My definition isn't vague: "a compact representation enabled because that representation's topology closely matches the topology of the relationships being modeling."
Understanding = Scope and Suitability of Behavior / # Parameters.
Useful property: This definition applies across all scales: Scientists and mathematicians increase our understanding, every time patchworks of relationships get replaced with a simpler underlying insight.
Another useful property: It distinguishes between better understanding and having more facts. Facts improve performance but do not (non-trivially) decrease parameters.
What is your definition? In measurable terms?

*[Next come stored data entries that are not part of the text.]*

PR #14383, opened 2024-09-17
fix(connect): keepSession with changing useCardanoDerivation

### LINKED ISSUE #14369: Cardano related TrezorConnect calls might fail even with useCardanoDerivation: true
It seems, that if `TrezorConnect` call had `keepSession: true` followed by enabling Cardano and asking for cardano derivations, it fails. 

According to our discussion with @mroz22 this might probably happen, because the Device has connect already initialized and not disposed (`this.commands?.disposed === false`), meaning, that [this condition](https://github.com/trezor/trezor-suite/blob/b1c111c8f21bda5221367cbbf3a204663b3804b2/packages/connect/src/device/Device.ts#L333) does not pass and the call is run without change in `useCardanoDerivation` even if it was passed in the call options. It probably also works the same the other way around, when cardano is disabled. Even patching in `connectInitThunk` with `cardanoConnectPatch` does not fix it in this case.

It seems that, workaround to this is to send another trezor connect request with `keepSession: false` which probably sets `this.commands?.disposed` to `true` and correctly applies `useCardanoDerivation`. 

We are using this workaround in #14345

martykan:
## Description

Make changing `useCardanoDerivation` work with `keepSession`.
Previously the issue was that initialize was not called again with the existing session. 
Now we keep track of the current `useCardanoDerivation` setting and we call initialize again if it's changed.

## Related Issue

Resolve #14369

### DIFF
--- a/packages/connect/e2e/tests/device/keepSession.test.ts
+++ b/packages/connect/e2e/tests/device/keepSession.test.ts
@@ -1,0 +1,42 @@
+import TrezorConnect from '../../../src';
+
+import { getController, setup, conditionalTest, initTrezorConnect } from '../../common.setup';
+
+const controller = getController();
+
+describe('keepSession common param', () => {
+    beforeAll(async () => {
+        await TrezorConnect.dispose();
+        await setup(controller, {
+            mnemonic: 'mnemonic_all',
+        });
+        await initTrezorConnect(controller);
+    });
+
+    afterAll(async () => {
+        controller.dispose();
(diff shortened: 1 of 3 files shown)


mroz22:
heads up @vytick, could you please check if it solves your troubles? are you able to get rid of that workaround?

vytick:
@mroz22 @martykan It works now without workaround👌

mroz22 (approved):

PR #14388, opened 2024-09-17
Fix/tokens table

tomasklim:
## Description

- nfts were included in tokens, filter them out
- there were errors in console when tokens had same name -> key should be contract, not symbol
- asset logo component did not use `shouldTryToFetch`

### DIFF
--- a/packages/components/src/components/AssetLogo/AssetLogo.tsx
+++ b/packages/components/src/components/AssetLogo/AssetLogo.tsx
@@ -58,7 +58,7 @@ export const AssetLogo = ({
     ...rest
 }: AssetLogoProps) => {
     const [isLoading, setIsLoading] = useState(true);
-    const [isPlaceholder, setIsPlaceholder] = useState(false);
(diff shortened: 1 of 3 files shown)


seibei-iguchi (approved):

packages/components/src/components/AssetLogo/AssetLogo.tsx
```diff
@@ -71,10 +71,6 @@ export const AssetLogo = ({
         setIsPlaceholder(true);
     };
 
-    useEffect(() => {
-        setIsPlaceholder(!shouldTryToFetch);
-    }, [shouldTryToFetch]);
```
jvaclavik: Is it correct? It's not going to update placeholder when you programatically update `shouldTryToFetch `

tomasklim: reverted

tomasklim:
Merging, even though tests are red. Those changes could not break them

PR #14393, opened 2024-09-17
chore(address-validator): update base-x 3.0.7 -> 5.0.0

mroz22:
## Related Issue

Resolve


martykan (approved):
LGTM

Unfortunately we still have 3 different versions of this through transitive dependencies, but that's another problem...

2. You keep avoiding a basic aspect of modeling:
Higher compactness is achieved by higher representation correspondence between a model and the modeled.
Yes, lower level representations can work. Even well, without good "understanding". But not as compactly. And as problem complexity grows, the relative difference in parameter budgets for high-correspondence and low-correspondence representations explode.
This is not a subtle effect.
The hallmark of lower-level fitting is the far greater number of parameters required.
Dead simple example: Piece-wise linear vs. polynomial fitting of Bezier curves. Accuracy / parameter is far greater for the latter, because the representation matches the relationships being modeled.
That is an intentionally trivial example, but the same relationship holds for any problem.
You keep avoiding that.
3. Today's LLM models are very compact compared to humans.
Compressing the substance of a corpus of global human writing into less than 1% of a single human's parameter space is compact.
Humans have 100–200 trillion, some people think 500 trillion, synapses.
How do you argue that behavior scope and suitability / parameters is not remarkable, when it is remarkable compared to any specific human you could point to?
No human can converse reasonably across the scope of global communication. But these models can. For <1% of a human's parameter budget.
4. Finally, based on your clear definition, how do you argue that humans understand but models do not? Saying we are different is a copout. Defining understanding as us vs. other is both circular and unenlightening. And ignores the real progress models are clearly making relative to humans.